The goals of treatment are to cure the infection and to reduce progression of the disorder. Treatment of the infection reduces new nerve damage and may reduce symptoms but does not cure existing nerve damage.

For neurosyphilis, aqueous penicillin G (by injection) is the drug of choice. Some patients with penicillin allergies may undergo desensitization to penicillin so that they can be safely treated with it.



Treatment of symptoms is required for existing neurologic damage. Assistance or supervision may be needed if the person is unable to perform self-care activities (eating, dressing, etc.). Rehabilitation, physical therapy, occupational therapy, or other interventions may be appropriate for people with muscle weakness.

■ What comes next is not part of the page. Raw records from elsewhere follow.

PR #925, opened 2020-08-06
Aftermath application not damage dependant, applies before the weapon…

rude-jerk:
…skill damage calculation

**_I affirm:_**

* Moved aftermath application above weaponskill damage calculation
* Removed 0 damage check for aftermath application 

Aftermath currently (and has always) applies even for aftermath-applying weaponskills that do no damage. Aftermaths are also always taken into effect for the weaponskill that caused them.


59blargedy (approved):
Thanks rude-jerk - a note for the pr - resolution is still needed to apply aftermath on out of range ws

PR #930, opened 2020-08-07
Fix for null item crash introduced in PR #857

jarmengaud:
**_I affirm:_**

Regression of PR #857:
We cannot unequip a weapon (main / sub and range slots) without crashing the server

### DIFF
--- a/src/map/utils/charutils.cpp
+++ b/src/map/utils/charutils.cpp
@@ -2186,16 +2186,11 @@ namespace charutils
         }
         if (equipSlotID == SLOT_MAIN || equipSlotID == SLOT_RANGED || equipSlotID == SLOT_SUB)
         {
-            if ((PItem != nullptr) && PItem->isType(ITEM_EQUIPMENT))
+            if (!PItem || !PItem->isType(ITEM_EQUIPMENT) ||
+                ( ((CItemWeapon*)PItem)->getSkillType() != SKILL_STRING_INSTRUMENT &&
+                  ((CItemWeapon*)PItem)->getSkillType() != SKILL_WIND_INSTRUMENT ))
             {
-                // If the weapon ISN'T an wind based instrument or an string based instrument
-                if (((CItemWeapon*)PItem)->getSkillType() != SKILL_STRING_INSTRUMENT && ((CItemWeapon*)PItem)->getSkillType() != SKILL_WIND_INSTRUMENT)
-                {
-                    PChar->health.tp = 0;
-                }
-            }
-            else
-            {
+                // If the weapon ISN'T a wind based instrument or a string based instrument
                 PChar->health.tp = 0;
             }
 
--- a/src/map/utils/charutils.cpp
+++ b/src/map/utils/charutils.cpp
@@ -2186,8 +2186,15 @@ namespace charutils
         }
         if (equipSlotID == SLOT_MAIN || equipSlotID == SLOT_RANGED || equipSlotID == SLOT_SUB)
         {
-            // If the weapon ISN'T an wind based instrument or an string based instrument
-            if (((CItemWeapon*)PItem)->getSkillType() != SKILL_STRING_INSTRUMENT && ((CItemWeapon*)PItem)->getSkillType() != SKILL_WIND_INSTRUMENT)
+            if ((PItem != nullptr) && PItem->isType(ITEM_EQUIPMENT))
+            {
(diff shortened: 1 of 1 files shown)


src/map/utils/charutils.cpp
```diff
@@ -2186,8 +2186,15 @@ namespace charutils
         }
         if (equipSlotID == SLOT_MAIN || equipSlotID == SLOT_RANGED || equipSlotID == SLOT_SUB)
         {
-            // If the weapon ISN'T an wind based instrument or an string based instrument
-            if (((CItemWeapon*)PItem)->getSkillType() != SKILL_STRING_INSTRUMENT && ((CItemWeapon*)PItem)->getSkillType() != SKILL_WIND_INSTRUMENT)
+            if ((PItem != nullptr) && PItem->isType(ITEM_EQUIPMENT))
+            {
+                // If the weapon ISN'T an wind based instrument or an string based instrument
+                if (((CItemWeapon*)PItem)->getSkillType() != SKILL_STRING_INSTRUMENT && ((CItemWeapon*)PItem)->getSkillType() != SKILL_WIND_INSTRUMENT)
+                {
```
Kreidos: This if just contains another if... Which does the same as the else statement below... I think we can simplify this to just one if with no else statement at all.

src/map/utils/charutils.cpp
```diff
@@ -2186,8 +2186,15 @@ namespace charutils
         }
         if (equipSlotID == SLOT_MAIN || equipSlotID == SLOT_RANGED || equipSlotID == SLOT_SUB)
         {
-            // If the weapon ISN'T an wind based instrument or an string based instrument
-            if (((CItemWeapon*)PItem)->getSkillType() != SKILL_STRING_INSTRUMENT && ((CItemWeapon*)PItem)->getSkillType() != SKILL_WIND_INSTRUMENT)
+            if ((PItem != nullptr) && PItem->isType(ITEM_EQUIPMENT))
```
TeoTwawki: `if ((PItem)` is the same as `if ((PItem != nullptr)` and I think has been the format the project has been favoring (someone correct me if I am wrong)

Kreidos (changes requested):
Just a little restructuring would be nice to make the intention here a bit clearer. :)

src/map/utils/charutils.cpp
```diff
@@ -2186,8 +2186,15 @@ namespace charutils
...
+            {
+                // If the weapon ISN'T an wind based instrument or an string based instrument
+                if (((CItemWeapon*)PItem)->getSkillType() != SKILL_STRING_INSTRUMENT && ((CItemWeapon*)PItem)->getSkillType() != SKILL_WIND_INSTRUMENT)
+                {
+                    PChar->health.tp = 0;
+                }
+            }
+            else
```
TeoTwawki, line 2197: Not sure under what condition you would hit this else block that would be retail accurate tp loss.

Kreidos (approved):

src/map/utils/charutils.cpp
```diff
@@ -2186,9 +2186,11 @@ namespace charutils
         }
         if (equipSlotID == SLOT_MAIN || equipSlotID == SLOT_RANGED || equipSlotID == SLOT_SUB)
         {
-            // If the weapon ISN'T an wind based instrument or an string based instrument
-            if (((CItemWeapon*)PItem)->getSkillType() != SKILL_STRING_INSTRUMENT && ((CItemWeapon*)PItem)->getSkillType() != SKILL_WIND_INSTRUMENT)
+            if (!PItem || !PItem->isType(ITEM_EQUIPMENT) ||
```
TeoTwawki, line 2189:
```c++
auto PWeapon = dynamic_cast<CItemWeapon*>(PItem)
if (PWeapon && PWeapon->getSkillType() != SKILL_STRING_INSTRUMENT && PWeapon->getSkillType() != SKILL_WIND_INSTRUMENT)
```
That's what was meant on discord about casting. I haven't tested that and it was suggested to me by a 3rd party

Kreidos: This would work too; minor change on such a small fix but a bit cleaner.

zach2good: +1 on this recommendation, a rare and beautiful possible use of `dynamic_cast`

zach2good (approved):

59blargedy (approved):

Wiggo32 (approved):

PR #933, opened 2020-08-09
Bug with capped skills

### LINKED ISSUE #60: Combat/Magic skills can "cap out" earlier than they're supposed to.
<a href="https://github.com/Hozu"></img></a> **Issue by [Hozu](https://github.com/Hozu)**
_Friday Nov 06, 2015 at 20:24 GMT_
_Originally opened as DarkstarProject/darkstar - Issue 2380_

----

If you reach the skill cap that you would have at the level of the mob (example, 153 skill for A+/- at mob level 50), the client will make the skill appear as capped. However, this can happen when your level is higher than the mob's level, which will prevent gaining skills even if you fight higher level mobs. The workaround for it is to either zone or un/re-equip the weapon to reset it.

jarmengaud:
**_I affirm:_**

Fixes https://github.com/project-topaz/topaz/issues/60

### DIFF
--- a/src/map/utils/charutils.cpp
+++ b/src/map/utils/charutils.cpp
@@ -2725,7 +2725,7 @@ namespace charutils
         {
             uint16 CurSkill = PChar->RealSkills.skill[SkillID];
             uint16 CapSkill = battleutils::GetMaxSkill(SkillID, PChar->GetMJob(), PChar->GetMLevel());
-            // Max skill this mob level will allow.
+            // Max skill this victim level will allow.
             // Note this is no longer retail accurate, since now 'decent challenge' mobs allow to cap any skill.
             uint16 MaxSkill = battleutils::GetMaxSkill(SkillID, PChar->GetMJob(), std::min(PChar->GetMLevel(), lvl));
 
@@ -2777,7 +2777,6 @@ namespace charutils
                     SkillAmount += 1;
                 }
                 // convert to 10th units
-                MaxSkill = MaxSkill * 10;
                 CapSkill = CapSkill * 10;
 
                 // Do skill amount multiplier (Will only be applied if default setting is changed)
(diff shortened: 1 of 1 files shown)


src/map/utils/charutils.cpp
```diff
@@ -2773,7 +2776,9 @@ namespace charutils
                     tier -= 1;
                     SkillAmount += 1;
                 }
+                // convert to 10th units
                 MaxSkill = MaxSkill * 10;
```
zach2good: This isn't used any more at this point, can be removed

src/map/utils/charutils.cpp
```diff
@@ -2724,6 +2724,9 @@ namespace charutils
         if ((PChar->WorkingSkills.rank[SkillID] != 0) && !(PChar->WorkingSkills.skill[SkillID] & 0x8000))
         {
             uint16 CurSkill = PChar->RealSkills.skill[SkillID];
+            uint16 CapSkill = battleutils::GetMaxSkill(SkillID, PChar->GetMJob(), PChar->GetMLevel());
+            // Max skill this mob level will allow.
```
zach2good: Would be clearer to say "victim" or "target" instead of "mob" here, that's how it's called from `attack.cpp` and `battleutils.cpp` etc.

zach2good (changes requested):
Looks good, just needs a tiny bit of cleanup. 

Fixing a bug is more important than 100% retail accuracy, but if you're here and you understand what's going on, getting this to be retail-accurate would be great. If not, open up a relevant issue when this is merged 👍

jarmengaud:
I know that you can cap skill with decent challenge now, but I don't know the probability.
I would have difficulties trying to find the correct values from retail captures (besides i imagine it depends also on level, so would have to do several captures between 1 to 99...)
So i will just log an issue for the moment

59blargedy (approved):

PR #934, opened 2020-08-09
Allows Smoke on the Mountain to be repeated after completion

tankfest:
**_I affirm:_**

https://ffxiclopedia.fandom.com/wiki/Smoke_on_the_Mountain
Thanks to Nireya@GoldSaucer for reporting this (and identifying the issue).

### DIFF
--- a/scripts/zones/South_Gustaberg/npcs/qm2.lua
+++ b/scripts/zones/South_Gustaberg/npcs/qm2.lua
@@ -13,19 +13,16 @@ function onTrade(player, npc, trade)
     if not player:needToZone() then
         player:setCharVar("SGusta_Sausage_Timer", 0)
     end
-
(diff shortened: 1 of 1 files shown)


tankfest:
I've been told that you can actually make the galkan sausage with or without having the quest active/completed.  This needs verification so it can be corrected if needed.

TeoTwawki:
https://www.twitch.tv/videos/707047868

confirmed: campfire does not care about quest, just takes sheep meat and makes sausage

tankfest:
> 
> 
> https://www.twitch.tv/videos/707047868
> 
> confirmed: campfire does not care about quest, just takes sheep meat and makes sausage

Fixed so that the campfire doesn't check quest status at all now.  Thanks!

59blargedy (approved):

PR #943, opened 2020-08-13
Increases range of all spells from 20.4y to 21.5y as confirmed by tes…

tankfest:
…ting

**_I affirm:_**

Increases spell casting distance from 20.4y to 21.5y according to this retail video: https://www.youtube.com/watch?v=XHVqo2tSqzA&feature=youtu.be

Thanks to @59blargedy (aether) for providing this video ^.^

Thanks to Nireya@GoldSaucer for pointing out this issue.


m241dan:
I wonder if the better approach would be removing the range from the database entirely and gating it behind a feature flag so people could choose whether they want their server to be 20.4 (classic) or 21.5 (new age).

tankfest:
After further testing, turns out the self/party member target spells are 20.8 now.  Need more info for other various spells that were originally 20.4.

PR #945, opened 2020-08-14
Lowers the damage from Goblins' Bomb Toss

tankfest:
**_I affirm:_**

We all know that the suicide Bomb Toss from goblins is too high on Topaz.  On private servers running stock topaz bomb toss scripts, you'll see that no one can actually form an exp party to specifically hunt IT goblins, unlike retail.  This is because suicide bomb toss is doing 2-3x more damage than it should.  The formula developed to emulate SE's bomb toss was made arbitrarily because we don't actually have a method to determine how mob parameters exactly affect the damage.  I propose we slash the bomb toss power in half, and the only evidence I can offer to support this is this video from 2009 where a party is exping on a goblin, and it blows up at 25% for 25ish damage to each member:
https://youtu.be/9-4PGvPxuu8?t=420

On Topaz I believe that same bomb would have caused 60ish damage per party member.  
**Cast your vote to end the tyranny of bomb toss on private servers!**

### DIFF
--- a/scripts/globals/mobskills/bomb_toss.lua
+++ b/scripts/globals/mobskills/bomb_toss.lua
@@ -13,7 +13,7 @@ end
 
 function onMobWeaponSkill(target, mob, skill)
     local dmgmod = 1
-    local info = MobMagicalMove(mob, target, skill, mob:getWeaponDmg()*3, tpz.magic.ele.FIRE, dmgmod, TP_MAB_BONUS, 1)
+    local info = MobMagicalMove(mob, target, skill, mob:getWeaponDmg()*2.75, tpz.magic.ele.FIRE, dmgmod, TP_MAB_BONUS, 1)
     local dmg = MobFinalAdjustments(info.dmg, mob, skill, target, tpz.attackType.MAGICAL, tpz.damageType.FIRE, MOBPARAM_IGNORE_SHADOWS)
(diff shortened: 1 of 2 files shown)


jarmengaud:
I know that I don't have any official role, but I 100% agree with this change...!

m241dan:
I'm not necessarily opposed to "for now" fixes, but I worry that this will fix it "enough," and then we'll never revisit this issue. So, if people are feeling passionate about it in the moment, I would like to capitalize on that passion and get a bit of research from one of our retail researchers. 

Maybe something like 25 bomb tosses to naked characters per 3-4 different level ranges. Then we could either do some sort of linear regression to figure out the correct formula or just hack something that's a little more average.

zach2good:
> [ ] that I've tested my code since the last commit in the PR, and will test after any later commits

Core experiences need to be tested. Unfortunately for players, getting their asses kicked by Gobbie Bombs is part of the experience. Theorycrafting is fine when it's backed up by a lot of data, one video and some anecdotal evidence is not enough.

> Maybe something like 25 bomb tosses to naked characters per 3-4 different level ranges. Then we could either do some sort of linear regression to figure out the correct formula or just hack something that's a little more average.

This is 10/10 the correct way to do it. As painful as it may be. This is the kind of work that went into figuring out that the damage output from `Pinecone Bomb` was essentially just random...

It sucks, but it's what's required.

PR #946, opened 2020-08-14
Corrects Ebony Pudding spell list

tankfest:
**_I affirm:_**

This PR corrects Ebony Puddings in ToAU to use proper spells.  Before they were linked to the beastmen BLM spell list, which allows them to cast improper spells.

Further research required to determine if this spell list is appropriate for all flans and/or if any additional spells need to be added.


tankfest:
> 
> 
> Is the spell list about the same for all puddings of the same level range? We could maybe use the upper level value and make one list for puddings - I think the problem with the generic blm spell list was that it gave them access to a tier higher than it should have due to the lv, right?

That's what I suspected we could do... but we'd need data from other flan types to confirm.  I just help emulate retail, I don't delve into it myself ^.^

TeoTwawki:
> 
> 
> > Is the spell list about the same for all puddings of the same level range? We could maybe use the upper level value and make one list for puddings - I think the problem with the generic blm spell list was that it gave them access to a tier higher than it should have due to the lv, right?
> 
> That's what I suspected we could do... but we'd need data from other flan types to confirm. I just help emulate retail, I don't delve into it myself ^.^

That is what the capture volunteers are there for Tank.

59blargedy (commented):
i am about 95% sure they also cast stun

TeoTwawki:
They probably have drain if they have aspir.

tankfest:
Drain/Stun added.

59blargedy (approved):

Analgesics may be required to control pain. These may include over-the-counter medications such as aspirin (oral salicylates) or acetaminophen for mild pain but narcotics may be required. Anti-epilepsy drugs such as carbamazepine may have a role in the treatment of lightning pains.


Expectations (prognosis):

Progressive disability is possible if the disorder is left untreated.


Complications:
  • Difficulty with walking and balance
  • Other complications of neurosyphilis: dementia, strokes, eye disease
  • Other complications of late-stage syphilis infection
    • inflammation of the aorta (aortitis) with aortic aneurysm
    • disease of the heart valves
    • destructive changes in bones, skin, and other organs

Calling your health care provider:

Call your health care provider if loss of coordination, loss of muscle strength, or loss of sensation occurs.